Write out the data once more, exactly as it reads.

GIVEN MATERIAL:

╭──

PR #6363, opened 2026-07-14
Fix flaky billable usage aggregation component test

TommasoLencioni:
Kafka Streams windows were closing early when flush ran on every waitForKafkaMessage poll, emitting partial hourly aggregates. Drain stale windows before each run, burst-ingest tallies, gate on remittances, then flush once per untilAsserted retry with a strict complete-aggregate validator.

╰──

ANSWER SECTION:
PR #6363, opened 2026-07-14
Fix flaky billable usage aggregation component test

TommasoLencioni:
Kafka Streams windows were closing early when flush ran on every waitForKafkaMessage poll, emitting partial hourly aggregates. Drain stale windows before each run, burst-ingest tallies, gate on remittances, then flush once per untilAsserted retry with a strict complete-aggregate validator.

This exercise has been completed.